Looking back at the last week or so:
If you didn't attend Monday's annual dinner meeting of the Jefferson County Chamber of Commerce, you missed an opportunity to hear a powerful speech delivered by Chris Spielman.
We knew that the former star football player at all levels of the game - from his high school days at Massillon to his collegiate days at Ohio State to his time spent with Detroit, Buffalo and Cleveland in the National Football League - had very little to prove on the football field.
After hearing him speak, though, we learned that his transformation from "... Chris, who defines himself as a football player ..." to "Chris, the guy who wakes up every morning and pleads with God to be the weakest man in the world, because when you do that, you will be the strongest ..." can give everyone something to think about.
He remains active in the fight against breast cancer, helping to raise money for the Stefanie Spielman Fund for Breast Cancer Research, a project Chris and his wife started before her death from the disease on Nov. 19, 2009, at the age of 42.
All money donated to that fund goes to research at the James Cancer Hospital and Solove Research Institute at Ohio State.
When Spielman and his late wife started the fund, they hoped to raise $250,000. To date, $12 million has been collected.

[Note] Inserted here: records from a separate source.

PR #6046, opened 2026-06-11
feat: add support for OCM role creation

andclt:
**What type of PR is this?**

Fixes #

**AI Usage**:

**Checklist**:

- [ ] squashed commits
- [ ] includes documentation
- [ ] includes emoji in title
- [ ] adds unit tests

**Release note**:

```release-note

```


exp/controllers/ocmroleconfig_controller.go
```diff
@@ -0,0 +1,268 @@
...
+	}()
+
+	if err := r.setUpRuntime(ctx, scope); err != nil {
+		return ctrl.Result{}, fmt.Errorf("failed to set up runtime: %w", err)
+	}
+
+	// Note: We do NOT perform any cleanup on deletion because OCM roles are
+	// singleton resources shared across clusters. Automated deletion could break
+	// all clusters using this role.
+	if !scope.OCMRoleConfig.DeletionTimestamp.IsZero() {
```
robpblake: @andclt So how does a customer delete an `OCM Role` once created?

I think delete of the resource should unlink and delete the `OCM Role`? Customers will be prompted to recreate it when they try to interact with Cluster Service

exp/api/v1beta2/ocmroleconfig_types.go
```diff
@@ -0,0 +1,150 @@
...
+	// PermissionsBoundaryARN is the ARN of the policy that is used to set the permissions boundary for the OCM role.
+	// +optional
+	PermissionsBoundaryARN string `json:"permissionsBoundaryARN,omitempty"`
+
+	// Path is the IAM path for the OCM role.
+	// +optional
+	// +kubebuilder:default="/"
+	Path string `json:"path,omitempty"`
+
+	// ManagedPolicies indicates whether to use AWS-managed policies (true) or customer-managed policies (false).
```
robpblake: @andclt No need to expose this at this time. We only support customer managed policies on the OCM Role today. We can revisit if/when they move to managed policies.

exp/api/v1beta2/rosaocmroleconfig_types.go
```diff
@@ -0,0 +1,150 @@
...
+	Profile OCMRoleProfile `json:"profile"`
+
+	// PermissionsBoundaryARN is the ARN of the policy that is used to set the permissions boundary for the OCM role.
+	// +optional
+	PermissionsBoundaryARN string `json:"permissionsBoundaryARN,omitempty"`
+
+	// Path is the IAM path for the OCM role.
+	// +optional
+	// +kubebuilder:default="/"
+	Path string `json:"path,omitempty"`
```
robpblake, line 85: @andclt Can you validate this starts with a `/`?

exp/controllers/rosaocmroleconfig_controller.go
```diff
@@ -0,0 +1,268 @@
...
+	// Convert profile from CRD enum to ROSA CLI enum
+	rosaProfile, err := r.convertProfile(ocmRoleConfig.Spec.Profile)
+	if err != nil {
+		v1beta1conditions.MarkFalse(ocmRoleConfig, expinfrav1.OCMRoleConfigReadyCondition,
+			expinfrav1.OCMRoleConfigReconciliationFailedReason, clusterv1beta1.ConditionSeverityError,
+			"Invalid profile: %s", err.Error())
+		return ctrl.Result{}, err
+	}
+
+	roleARN, created, err := ocmrole.GetOrCreateOCMRole(
```
robpblake, line 163: @andclt This is where the mutex is required due to the nature of the API:

- read
- append
- write back

Two reconciles happening at the same time can interleave for the same organization. You need to protect the whole read, create, update flow to ensure it happens sequentially.

robpblake: @andclt As we discussed in Slack. This is wrong and where you have the current mutex is correct.

Apologies for the confusion.

cheers,

Rob

andclt: Thanks!

exp/controllers/ocmroleconfig_controller.go
andclt: As discussed on Slack, deleting the `OCM role` when deleting the CR instance is the right approach here since the OCM role deletion won't break running clusters - will fix it.

exp/api/v1beta2/rosaocmroleconfig_types.go
andclt: sure - fixed in latest commit

exp/api/v1beta2/ocmroleconfig_types.go
andclt: sure - fixed in latest commit

exp/api/v1beta2/ocmroleconfig_types.go
```diff
@@ -0,0 +1,146 @@
...
+	OCMRoleConfigLinkedReason = "Linked"
+)
+
+// OCMRoleConfigSpec defines the desired state of OCMRoleConfig
+type OCMRoleConfigSpec struct {
+	// RolePrefix is the user-defined prefix for the OCM role name.
+	// The final role name will be: {RolePrefix}-OCM-Role-{ExternalID}
+	// where ExternalID is the organization's external identifier from OCM.
+	// +kubebuilder:validation:Required
+	// +kubebuilder:validation:MaxLength:=32
```
serngawy: I would make the max 4-6 to avoid long name case

exp/api/v1beta2/ocmroleconfig_types.go
```diff
@@ -0,0 +1,146 @@
...
+	// +kubebuilder:validation:XValidation:rule="self == oldSelf", message="profile is immutable"
+	Profile OCMRoleProfile `json:"profile"`
+
+	// PermissionsBoundaryARN is the ARN of the policy that is used to set the permissions boundary for the OCM role.
+	// +optional
+	PermissionsBoundaryARN string `json:"permissionsBoundaryARN,omitempty"`
+
+	// Path is the IAM path for the OCM role.
+	// +optional
+	// +kubebuilder:default="/"
```
serngawy: no need for default as its an option

exp/api/v1beta2/ocmroleconfig_types.go
```diff
@@ -0,0 +1,146 @@
...
+// OCMRoleConfigStatus defines the observed state of OCMRoleConfig
+type OCMRoleConfigStatus struct {
+	// RoleARN is the ARN of the created OCM role.
+	RoleARN string `json:"roleARN,omitempty"`
+
+	// OrganizationID is the OCM organization ID that this role is linked to.
+	OrganizationID string `json:"organizationID,omitempty"`
+
+	// Linked indicates whether the role has been successfully linked to the OCM organization.
+	Linked bool `json:"linked,omitempty"`
```
serngawy: I don't think there is a need to show this flag. We should  show error in link condition if we couldn't link it

exp/controllers/rosaocmroleconfig_controller.go
```diff
@@ -0,0 +1,284 @@
...
+)
+
+// OCMRoleConfigReconciler reconciles an OCMRoleConfig object.
+type OCMRoleConfigReconciler struct {
+	client.Client
+	Recorder         record.EventRecorder
+	WatchFilterValue string
+	NewStsClient     func(cloud.ScopeUsage, cloud.Session, logger.Wrapper, runtime.Object) stsiface.STSClient
+	NewOCMClient     func(ctx context.Context, scope caparosa.OCMSecretsRetriever) (caparosa.OCMClient, error)
+	Runtime          *rosacli.Runtime
```
serngawy, line 57: this need to change as we are moving to cross account creation. The runtime need to be established with the reconciling. check my PR [here](https://github.com/kubernetes-sigs/cluster-api-provider-aws/pull/6038/changes)

exp/api/v1beta2/ocmroleconfig_types.go
```diff
@@ -0,0 +1,146 @@
...
+	// Conditions specifies the OCMRoleConfig conditions
+	Conditions clusterv1beta1.Conditions `json:"conditions,omitempty"`
+}
+
+// OCMRoleConfig is the Schema for the ocmroleconfigs API
+// +kubebuilder:object:root=true
+// +kubebuilder:resource:path=ocmroleconfigs,scope=Cluster,categories=cluster-api,shortName=ocmrole
+// +kubebuilder:storageversion
+// +kubebuilder:subresource:status
+type OCMRoleConfig struct {
```
serngawy: lets name it as ROSAOCMRoleConfig to follow all other ROSA APIs naming. Also for all struct, types and constant let them all start with ROSA

exp/controllers/rosaocmroleconfig_controller.go
```diff
@@ -0,0 +1,284 @@
...
+		scope.Info("Using existing OCM role", "roleARN", roleARN)
+	}
+
+	// Update status with role ARN
+	ocmRoleConfig.Status.RoleARN = roleARN
+
+	// Acquire per-organization mutex to prevent concurrent LinkOrgToRole races
+	// Multiple OCMRoleConfigs with different AWS accounts can link to the same org,
+	// causing read-modify-write races on the org label. Serialize linking per org.
+	linkMu := r.getLinkMutex(orgID)
```
serngawy, line 192: can you elaborate more why this is needed ?  how this statement " Multiple OCMRoleConfigs with different AWS accounts can link to the same org" could happen ? I think it should be; first role linked wine others will raise error cannot link.

exp/controllers/ocmroleconfig_controller.go
serngawy: I believe the right behavior is to unlink then delete the ocmRole AND provide optional field eg; `skipDelete`  to let the user skip deleting Role just delete CR.

serngawy: Also we should have finalizer to handle any error happen during delete

serngawy (commented):
some comments and please add release note in the PR desc.

exp/controllers/rosaocmroleconfig_controller.go
robpblake: The OCM Role is used to link an OCM Org to the AWS Account(s) that they use for cluster provisioning. An OCM org can use many AWS accounts, so it should be possible to link an OCM Role as long as there is not one already linked for the same AWS account.

robpblake: This is the same functionality as offered today by the CLI in `rosa create ocm-role`

andclt: Yes, as Rob said, we can have multiple AWS accounts associated to the same OCM organization by defining multiple `OCMRoleConfig` with different `IdentityRef`.

exp/controllers/ocmroleconfig_controller.go
andclt: yes I will re-add the finalizers as well, I removed them because we didn't have an actual ReconcileDelete function.

exp/api/v1beta2/ocmroleconfig_types.go
andclt: Makes sense, the `Ready` condition already captures whether the role was successfully linked or not.

exp/api/v1beta2/ocmroleconfig_types.go
andclt: I initially wanted to keep it consistent with the ROSA CLI (which allows up to 32 chars for all role prefixes), but I see that `ROSARoleConfig` already limits both `AccountRoleConfig` and `OperatorRoleConfig`
prefixes to 4 characters, so I am fine to change it to 4 chars.

andclt:
> I believe the right behavior is to unlink then delete the ocmRole AND provide optional field eg; skipDelete to let the user skip deleting Role just delete CR.


@serngawy, could you share more about the optional field use case? What's the scenario where someone wants to delete the CR but keep the IAM role?

andclt:
Closing in favor of: https://github.com/kubernetes-sigs/cluster-api-provider-aws/pull/6055
We could not update the ROSA dependency directly due to Go directive version incompatibility between ROSA and CAPA, so the logic was ported and adapted to work within CAPA's architecture.
The comments have been solved in the new PR.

Spielman told chamber members and supporters who had gathered at St. Florian Hall in Wintersville that they can be sure that none of that money is wasted. He said that well-intended efforts are not enough - the work must produce results, or the funding is shifted to other projects.

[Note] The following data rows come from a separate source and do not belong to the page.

PR #6049, opened 2026-06-12
✨ feat(ROSA): add optional sts:ExternalId support for ROSA account roles and control plane

### LINKED ISSUE #6048: Add STS external ID support for ROSA
/kind feature

Add support for `sts:ExternalId` to CAPA's ROSA (HCP) implementation, aligned with the behavior of the ROSA CLI and Terraform provider. Neither `ROSARoleConfig` (for account role creation) and `ROSAControlPlane` (for cluster creation) accept an external ID today, even though STS external ID is supported by the OCM API.

This is opt-in only: an External ID is used only when it is set explicitly. 

Proposed behavior is:

Add an optional, immutable field on `AccountRoleConfig` called `trustPolicyExternalID`:
```yaml
spec:
  accountRoleConfig:
    prefix: capa
    version: "4.20.11"
    trustPolicyExternalID: "example-external-id"
```

And add an optional, immutable field on `ROSAControlPlane` called `trustPolicyExternalID`:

There wasn't much discussion about football during Spielman's talk. The current ESPN college football commentator was more than willing, however, to answer questions about the current game in general and the Buckeyes in particular before the dinner started.
He said that second-year OSU coach Urban Meyer has brought some obvious changes to the program. The biggest may be that the Buckeyes under Meyer will play to win and not play not to lose.
"There's really no right and no wrong in that," he explained. "It's just a difference in coaching philosophies."
Meyer's first year produced a 12-0 record, but NCAA sanctions kept the Buckeyes out of post-season play. Ohio State will enjoy a week off after last night's game at Northwestern before resuming Big Ten play Oct. 19 against Iowa in Columbus.
Those in attendance at the 105th-annual meeting also learned that Susan Hershey plans to retire as chamber president by the end of the year.
The chamber has seen plenty of growth under Hershey, who took on the job in February 2009, and who reminded everyone that she plans to remain active in the community.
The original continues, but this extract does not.